Is there evidence of the hand of Leonardo da Vinci at work in Locarno? After two years of research, a historian believes the answer may be yes.
According to scholar Marino Viganò, a bastion of the Visconti Castle, erected in 1507, very well may have been engineered by the great Italian artist.
Viganò's adventures on the trail of Leonardo da Vinci read like a detective novel. In fact, his investigations have involved painstaking research, evidence gathering and comparative analysis.
His two years of exhaustive studies are documented in a long report which will soon be delivered to the Ticino cultural heritage department.
The report is the result of a labour of love which began almost by chance.
"The object of my research was the ravelin (a defensive outwork, technically a bastion) of the Visconti Castle at Locarno,” explains Viganò. “It is the only part of the castle in private ownership.”
In the summer of 2002, one of the owners invited Viganò to take a look at the ravelin.
"I immediately realised this was something out of the ordinary. Not only because it was out of keeping with the style of the rest of the castle, but because it was of later construction than the fortress as a whole."
Why should a castle which historians thought was completed at the end of the 15th century comprise a bastion with 16th-century features? And who was responsible for commissioning and constructing it?
These and similar questions were the starting point for Viganò's investigation.
The characteristics of the bastion suggested two possible periods for its construction: the French occupation of the Locarno district from 1499 to 1513, or the period of Swiss rule between 1513 and 1532 (when the castle was demolished and the existence of a Rafellin recorded).
A search of the archives confirmed that the first period was the correct one.
"From the very few extant documents from the period of Swiss rule, we discovered that the bastion was constructed during the French occupation, between 1499 and 1513," comments Viganò.
It transpired that the order to fortify Locarno was issued in Milan by the "grand maître", the French courtly title borne by Charles II of Amboise from 1502 to 1511, the year of his death.
This further narrowed the period during which the ravelin could have been built.
Other documents revealed that the entire dukedom of Milan was fortified with similar bastions, and all in the same year: 1507.
And all this work was done under the orders of Charles of Amboise. "It was therefore part of a general process of fortification," Viganò says.
"At the time Locarno was possibly the most vulnerable Milanese stronghold, therefore Charles may have given special priority to its fortification when, according to the chroniclers, he paid a visit to Bellinzona between July 6 and 22, 1507."
With the issue of timing settled, Viganò now turned his attention to another question: the engineering of the bastion.
"It is pentagonal in shape, with two sides facing outwards, two laterally, and a neck connecting it to the 15th-century tower of the castle.
The structure includes four embrasures, each with a chimney to evacuate the smoke and flames from the artillery pieces, which would otherwise have suffocated the gunners,” he says.
“The other bastions constructed in 1507 in the dukedom of Milan are of more antiquated type."
At the time, more modern technology of this kind was restricted to a few places in central Tuscany.
So what was such an advanced piece of engineering doing in Lombardy?
Following a hunch recorded in 1894 by the Ticino medieval historian Johann Rudolf Rahn, Viganò's thoughts turned to the only military engineer capable of constructing such a sophisticated defence work, albeit far from his native Tuscany.
"In 1507, there was only one Florentine in Milan with the requisite knowledge: Leonardo, who had already performed military engineering work for Duke Ludovico Maria Sforza,” Viganò says.
“Before leaving the city in 1499 he had also given the French drawings of two similar ravelins for the Castello Sforzeso in Milan, which were completed in January 1500."
The pieces of Viganò's mosaic were falling into place, without his having to invent or speculate.
"It is true there are no documents which prove the authorship of the bastion beyond a doubt,” Viganò admits.
“Partly because the historical record is often incomplete.
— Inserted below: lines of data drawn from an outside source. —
PR #3688, opened 2020-08-16
Update stoploss.md

Fredrik81:
## Summary
Updating documentation to simplify examples

### DIFF
--- a/docs/stoploss.md
+++ b/docs/stoploss.md
@@ -6,16 +6,10 @@ For example, value `-0.10` will cause immediate sell if the profit dips below -1
 Most of the strategy files already include the optimal `stoploss` value.
 
 !!! Info
-    All stoploss properties mentioned in this file can be set in the Strategy, or in the configuration. Configuration values will override the strategy values.
+    All stoploss properties mentioned in this file can be set in the Strategy, or in the configuration.  
+    <ins>Configuration values will override the strategy values.</ins>
 
-## Stop Loss Types
-
-At this stage the bot contains the following stoploss support modes:
-
-1. Static stop loss.
-2. Trailing stop loss.
-3. Trailing stop loss, custom positive loss.
-4. Trailing stop loss only once the trade has reached a certain offset.
+## Stop Loss On-Exchange/Freqtrade
 
 Those stoploss modes can be *on exchange* or *off exchange*. If the stoploss is *on exchange* it means a stoploss limit order is placed on the exchange immediately after buy order happens successfully. This will protect you against sudden crashes in market as the order will be in the queue immediately and if market goes down then the order has more chance of being fulfilled.
 
@@ -27,19 +21,58 @@ So this parameter will tell the bot how often it should update the stoploss orde
 This same logic will reapply a stoploss order on the exchange should you cancel it accidentally.
 
 !!! Note
-    Stoploss on exchange is only supported for Binance (stop-loss-limit), Kraken (stop-loss-market) and FTX (stop limit and stop-market) as of now.
+    Stoploss on exchange is only supported for Binance (stop-loss-limit), Kraken (stop-loss-market) and FTX (stop limit and stop-market) as of now.  
+    Do not set too low stoploss value if using stop loss on exhange!
 
-## Static Stop Loss
+Stop loss on exchange is controlled with this value (default False):
+
+``` python
+    'stoploss_on_exchange': False
+```
+
+Example from strategy file:
+
+``` python
+order_types = {
+    'buy': 'limit',
+    'sell': 'limit',
+    'stoploss': 'market',
+    'stoploss_on_exchange': True
+}
+```
+
+## Stop Loss Types
+
+At this stage the bot contains the following stoploss support modes:
+
+1. Static stop loss.
+2. Trailing stop loss.
+3. Trailing stop loss, custom positive loss.
+4. Trailing stop loss only once the trade has reached a certain offset.
+
+### Static Stop Loss
 
 This is very simple, you define a stop loss of x (as a ratio of price, i.e. x * 100% of price). This will try to sell the asset once the loss exceeds the defined loss.
 
-## Trailing Stop Loss
+Example of stop loss:
+
+``` python
+    stoploss = -0.10
+```
+
+For example, simplified math:
+* the bot buys an asset at a price of 100$
+* the stop loss is defined at -10%
+* the stop loss would get triggered once the asset dropps below 90$
+
+### Trailing Stop Loss
 
 The initial value for this is `stoploss`, just as you would define your static Stop loss.
 To enable trailing stoploss:
 
 ``` python
-trailing_stop = True
+    stoploss = -0.10
+    trailing_stop = True
 ```
 
 This will now activate an algorithm, which automatically moves the stop loss up every time the price of your asset increases.
@@ -47,35 +80,40 @@ This will now activate an algorithm, which automatically moves the stop loss up 
 For example, simplified math:
 
 * the bot buys an asset at a price of 100$
-* the stop loss is defined at 2%
-* the stop loss would get triggered once the asset dropps below 98$
+* the stop loss is defined at -10%
+* the stop loss would get triggered once the asset dropps below 90$
 * assuming the asset now increases to 102$
-* the stop loss will now be 2% of 102$ or 99.96$
-* now the asset drops in value to 101$, the stop loss will still be 99.96$ and would trigger at 99.96$.
+* the stop loss will now be -10% of 102$ = 91,8$
+* now the asset drops in value to 101$, the stop loss will still be 91,8$ and would trigger at 91,8$.
 
 In summary: The stoploss will be adjusted to be always be 2% of the highest observed price.
 
-### Custom positive stoploss
+### Trailing stop loss, custom positive loss
 
-It is also possible to have a default stop loss, when you are in the red with your buy, but once your profit surpasses a certain percentage, the system will utilize a new stop loss, which can have a different value.
-For example your default stop loss is 5%, but once you have 1.1% profit, it will be changed to be only a 1% stop loss, which trails the green candles until it goes below them.
+It is also possible to have a default stop loss, when you are in the red with your buy (buy - fee), but once you hit possitive result the system will utilize a new stop loss, which can have a different value.
+For example your default stop loss is -10%, but once you have more than 0% profit (example 0.1%) a different trailing stoploss will be used.
 
-Both values require `trailing_stop` to be set to true.
+Both values require `trailing_stop` to be set to true and trailing_stop_positive with a value.
 
 ``` python
-    trailing_stop_positive = 0.01
-    trailing_stop_positive_offset = 0.011
+    stoploss = -0.10
+    trailing_stop = True
+    trailing_stop_positive = 0.02
 ```
 
-The 0.01 would translate to a 1% stop loss, once you hit 1.1% profit.
+For example, simplified math:
+
+* the bot buys an asset at a price of 100$
+* the stop loss is defined at -10%
+* the stop loss would get triggered once the asset dropps below 90$
+* assuming the asset now increases to 102$
+* the stop loss will now be -2% of 102$ = 99,96$
+* now the asset drops in value to 101$, the stop loss will still be 99,96$ and would trigger at 99,96$
+
+The 0.02 would translate to a -2% stop loss.
 Before this, `stoploss` is used for the trailing stoploss.
 
-Read the [next section](#trailing-only-once-offset-is-reached) to keep stoploss at 5% of the entry point.
-
-!!! Tip
-    Make sure to have this value (`trailing_stop_positive_offset`) lower than minimal ROI, otherwise minimal ROI will apply first and sell the trade.
-
-### Trailing only once offset is reached
+### Trailing stop loss only once the trade has reached a certain offset.
 
 It is also possible to use a static stoploss until the offset is reached, and then trail the trade to take profits once the market turns.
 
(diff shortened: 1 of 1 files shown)


docs/stoploss.md
```diff
@@ -27,55 +21,99 @@ So this parameter will tell the bot how often it should update the stoploss orde
...
-## Static Stop Loss
+Example from strategy file:
+
+``` python
+order_types = {
+    'buy': 'limit',
+    'sell': 'limit',
+    'stoploss': 'market',
+    'stoploss_on_exchange': True
+}
```
xmatthias, line 41:
```suggestion
    'stoploss_on_exchange': True,
    'stoploss_on_exchange_interval': 60,
    'stoploss_on_exchange_limit_ratio': 0.99
}
```

For completeness, adding these settings here too... ?

docs/stoploss.md
```diff
@@ -27,55 +21,99 @@ So this parameter will tell the bot how often it should update the stoploss orde
...
+* the stop loss will now be -2% of 102$ = 99,96$
+* now the asset drops in value to 101$, the stop loss will still be 99,96$ and would trigger at 99,96$
 
-!!! Tip
-    Make sure to have this value (`trailing_stop_positive_offset`) lower than minimal ROI, otherwise minimal ROI will apply first and sell the trade.
+The 0.02 would translate to a -2% stop loss.
+Before this, `stoploss` is used for the trailing stoploss.
 
-### Trailing only once offset is reached
+### Trailing stop loss only once the trade has reached a certain offset.
```
xmatthias, line 116:
```suggestion
### Trailing stop loss only once the trade has reached a certain offset
```

I wouldn't use a sentence as title ... (so without trailing .).

docs/stoploss.md
```diff
@@ -87,17 +125,28 @@ This option can be used with or without `trailing_stop_positive`, but uses `trai
...
+For example, simplified math:
+
 * the bot buys an asset at a price of 100$
-* the stop loss is defined at 5%
-* the stop loss will remain at 95% until profit reaches +3%
+* the stop loss is defined at -10%
+* the stop loss would get triggered once the asset dropps below 90$
+* stoploss will remain at 90$ unless asset increases to or above our configured offset
+* assuming the asset now increases to 103$ (where we have the offset configured)
+* the stop loss will now be -2% of 103$ = 100,94$
```
xmatthias, line 145: Maybe we should add a note here that says that the 100.94 are "locked in" ? 

No matter how price-action works - sells should not occur much below 100.94.

docs/stoploss.md
```diff
@@ -6,16 +6,10 @@ For example, value `-0.10` will cause immediate sell if the profit dips below -1
 Most of the strategy files already include the optimal `stoploss` value.
 
 !!! Info
-    All stoploss properties mentioned in this file can be set in the Strategy, or in the configuration. Configuration values will override the strategy values.
+    All stoploss properties mentioned in this file can be set in the Strategy, or in the configuration.  
+    <ins>Configuration values will override the strategy values.</ins>
```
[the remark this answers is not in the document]
Fredrik81: google didn't show me this option

docs/stoploss.md
```diff
@@ -27,55 +21,99 @@ So this parameter will tell the bot how often it should update the stoploss orde
...
+* now the asset drops in value to 101$, the stop loss will still be 91,8$ and would trigger at 91,8$.
 
 In summary: The stoploss will be adjusted to be always be 2% of the highest observed price.
 
-### Custom positive stoploss
+### Trailing stop loss, custom positive loss
 
-It is also possible to have a default stop loss, when you are in the red with your buy, but once your profit surpasses a certain percentage, the system will utilize a new stop loss, which can have a different value.
-For example your default stop loss is 5%, but once you have 1.1% profit, it will be changed to be only a 1% stop loss, which trails the green candles until it goes below them.
+It is also possible to have a default stop loss, when you are in the red with your buy (buy - fee), but once you hit possitive result the system will utilize a new stop loss, which can have a different value.
```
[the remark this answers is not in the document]
Fredrik81: Sure i will add something.
But just for info.. this is the stoploss type i'm using

docs/stoploss.md
Fredrik81: Hmm it's copy paste from the stop loss type list above.. i will check on that

docs/stoploss.md
```diff
@@ -27,55 +21,101 @@ So this parameter will tell the bot how often it should update the stoploss orde
 This same logic will reapply a stoploss order on the exchange should you cancel it accidentally.
 
 !!! Note
-    Stoploss on exchange is only supported for Binance (stop-loss-limit), Kraken (stop-loss-market) and FTX (stop limit and stop-market) as of now.
+    Stoploss on exchange is only supported for Binance (stop-loss-limit), Kraken (stop-loss-market) and FTX (stop limit and stop-market) as of now.  
+    Do not set too low stoploss value if using stop loss on exhange!
```
Theagainmen, line 25: I think it should be explained why it's not adviced to use a thight/low stoploss value if using stoploss on exchange. If the user understands how and what, it's easier to actually apply it to your strategy.

docs/stoploss.md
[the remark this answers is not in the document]
Fredrik81: Didn't work?? Shows as bold text only.

docs/stoploss.md
Fredrik81: Did a try on explaining it.. please have a look

docs/stoploss.md
```diff
@@ -6,76 +6,120 @@ For example, value `-0.10` will cause immediate sell if the profit dips below -1
...
 * the bot buys an asset at a price of 100$
-* the stop loss is defined at 2%
-* the stop loss would get triggered once the asset dropps below 98$
+* the stop loss is defined at -10%
+* the stop loss would get triggered once the asset drops below 90$
 * assuming the asset now increases to 102$
-* the stop loss will now be 2% of 102$ or 99.96$
-* now the asset drops in value to 101$, the stop loss will still be 99.96$ and would trigger at 99.96$.
+* the stop loss will now be -10% of 102$ = 91.8$
+* now the asset drops in value to 101$, the stop loss will still be 91.8$ and would trigger at 91,8$.
```
xmatthias, line 90:
```suggestion
* now the asset drops in value to 101$, the stop loss will still be 91.8$ and would trigger at 91.8$.
```

docs/stoploss.md
```diff
@@ -6,76 +6,120 @@ For example, value `-0.10` will cause immediate sell if the profit dips below -1
...
+### Trailing stop loss, custom positive loss
 
-### Custom positive stoploss
+It is also possible to have a default stop loss, when you are in the red with your buy (buy - fee), but once you hit positive result the system will utilize a new stop loss, which can have a different value.
+For example, your default stop loss is -10%, but once you have more than 0% profit (example 0.1%) a different trailing stoploss will be used.
 
-It is also possible to have a default stop loss, when you are in the red with your buy, but once your profit surpasses a certain percentage, the system will utilize a new stop loss, which can have a different value.
-For example your default stop loss is 5%, but once you have 1.1% profit, it will be changed to be only a 1% stop loss, which trails the green candles until it goes below them.
+!!! Note
+    If you want the stoploss to only be changed when you break even of making a profit (what most users want) please refere to next section with [offset enabled](#Trailing-stop-loss-only-once-the-trade-has-reached-a-certain-offset).
```
xmatthias, line 100:
```suggestion
    If you want the stoploss to only be changed when you break even of making a profit (what most users want) please refer to next section with [offset enabled](#Trailing-stop-loss-only-once-the-trade-has-reached-a-certain-offset).
```

docs/stoploss.md
```diff
@@ -6,76 +6,120 @@ For example, value `-0.10` will cause immediate sell if the profit dips below -1
...
-The bot cannot do this every 5 seconds (at each iteration), otherwise it would get banned by the exchange.
+The bot cannot do these every 5 seconds (at each iteration), otherwise it would get banned by the exchange.
 So this parameter will tell the bot how often it should update the stoploss order. The default value is 60 (1 minute).
 This same logic will reapply a stoploss order on the exchange should you cancel it accidentally.
 
 !!! Note
-    Stoploss on exchange is only supported for Binance (stop-loss-limit), Kraken (stop-loss-market) and FTX (stop limit and stop-market) as of now.
+    Stoploss on exchange is only supported for Binance (stop-loss-limit), Kraken (stop-loss-market) and FTX (stop limit and stop-market) as of now.  
+    <ins>Do not set too low stoploss value if using stop loss on exhange!</ins>  
+*   If set to low/tight then you have greater risk of missing fill on the order and stoploss will not work
```
xmatthias, line 26:
```suggestion
    Stoploss on exchange is only supported for Binance (stop-loss-limit), Kraken (stop-loss-market) and FTX (stop limit and stop-market) as of now.  
    <ins>Do not set too low stoploss value if using stop loss on exchange!</ins>  
    If set to low/tight then you have greater risk of missing fill on the order and stoploss will not work
```

xmatthias: I do like this :+1:  - it explains the problem with too close stoplosses.

docs/stoploss.md
```diff
@@ -11,32 +11,55 @@ Most of the strategy files already include the optimal `stoploss` value.
...
+    'stoploss_on_exchange_limit_ratio': 0.99
+```
+
+### stoploss_on_exchange
+Enable or Disable stop loss on exchange.
+If the stoploss is *on exchange* it means a stoploss limit order is placed on the exchange immediately after buy order happens successfully. This will protect you against sudden crashes in market as the order will be in the queue immediately and if market goes down then the order has more chance of being fulfilled.
+
+If `stoploss_on_exchange` uses limit orders, the exchange needs 2 prices, the stoploss_price and the Limit price.
+`stoploss` defines the stop-price - and limit should be slightly below this.  
+If an exchange supports both limit and market stoploss orders, then the value of `stoploss` will be used to determine the stoploss type.
```
xmatthias, line 31: I would add the `stoploss_on_exchange_limit_ratio` explanation from below in this area ...
Here, we mention that we may need 2 prices, but not how to define the 2nd price ...

docs/stoploss.md
```diff
@@ -11,32 +11,55 @@ Most of the strategy files already include the optimal `stoploss` value.
...
 So this parameter will tell the bot how often it should update the stoploss order. The default value is 60 (1 minute).
 This same logic will reapply a stoploss order on the exchange should you cancel it accidentally.
 
+### emergencysell and stoploss_on_exchange_limit_ratio
+`emergencysell` is an optional value, which defaults to `market` and is used when creating stop loss on exchange orders fails.
+The below is the default which is used if this is not configured in either strategy or configuration file.
+
+This defaults to 0.99 / 1% (configurable via `stoploss_on_exchange_limit_ratio`).
+Calculation example: we bought the asset at 100$.
+Stop-price is 95$, then limit would be `95 * 0.99 = 94.05$` - so the stoploss will happen between 95$ and 94.05$.
```
xmatthias, line 47: I would split this section - the 2 settings are not really related, and do something quite different.

Best move `stoploss_on_exchange_limit_ratio` to `## stoploss_on_exchange` - where the need for 2 prices is mentioned

Fredrik81: please take a look at the text now

docs/stoploss.md
Fredrik81: please take a look at the text now

docs/stoploss.md
```diff
@@ -22,14 +22,18 @@ These modes can be configured with these values:
...
-### stoploss_on_exchange
+### stoploss_on_exchange and stoploss_on_exchange_limit_ratio
 Enable or Disable stop loss on exchange.
 If the stoploss is *on exchange* it means a stoploss limit order is placed on the exchange immediately after buy order happens successfully. This will protect you against sudden crashes in market as the order will be in the queue immediately and if market goes down then the order has more chance of being fulfilled.
 
 If `stoploss_on_exchange` uses limit orders, the exchange needs 2 prices, the stoploss_price and the Limit price.
 `stoploss` defines the stop-price - and limit should be slightly below this.  
 If an exchange supports both limit and market stoploss orders, then the value of `stoploss` will be used to determine the stoploss type.
 
+If `stoploss_on_exchange` fails to fill we can use `stoploss_on_exchange_limit_ratio` that defaults to 0.99 / 1% to perform an [emergency sell](#emergencysell).
```
xmatthias, line 33: `stoploss_on_exchange_limit_ratio` has nothing to do with emergency sell... 

A limit stoploss order requires 2 prices - a stop-price (when the order will be placed) - and a limit price (up to which point the order can be filled).
Using the below numbers - your stop-price would be 95$ (so the order is placed once price crosses below 95$) and the limit price is 94.05$ (1% below 95%) - which means that the limit sell order will be placed at  94.05$. 
Most likely, the exchange will fill it right away (assuming the price sits between 95$ and 94.05$), unless price dips just for a microsecond - and goes above 95$ again, where the average price will be > stoploss (but that's not a problem, really).

This will protect you from VERY fast drops - as it'll guarantee you a exit price - but obviously you can remain stuck in a trade if price drops "past" your stoploss before it can be sold (although i don't think that's possible on binance - as binance would refuse such a limit order with "would trigger immediately" - which is when emergency sell comes into play - which is using the current market price to price the order (just like a regular sell order would) - but defaults to a market order ...


Kraken does not have any of this - but uses stoploss-market orders - which means once the order is placed (when price crosses below 95$) - it'll place a market sell order - which obviously fill at "whatever" price it finds volume in the orderbook.
Therefore, `stoploss_on_exchange_limit_ratio` will be ignored for stoploss-market order types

But the totality of my research, which is still on-going, points to this as the most reasonable conclusion."
Viganò's work has been welcomed by two experts: Domenico Taddei, chairman of the scientific committee of the Italian Castles Institute, and Pietro Cesare, a specialist in Leonardo's work as a military architect.
swissinfo, Françoise Gehring in Locarno
Leonardo's notebooks, dated by scholars to between 1487 and 1490, contain studies for five-sided bastions.
The French adopted his designs for Milan’s Castello Sforzesco in 1499, seven years before the Locarno bastion was built.
Plans to fortify Locarno had already been adopted in 1500.
Marino Viganò, who lectures on military architecture in Milan, will officially present the results of his research on February 5 in Locarno.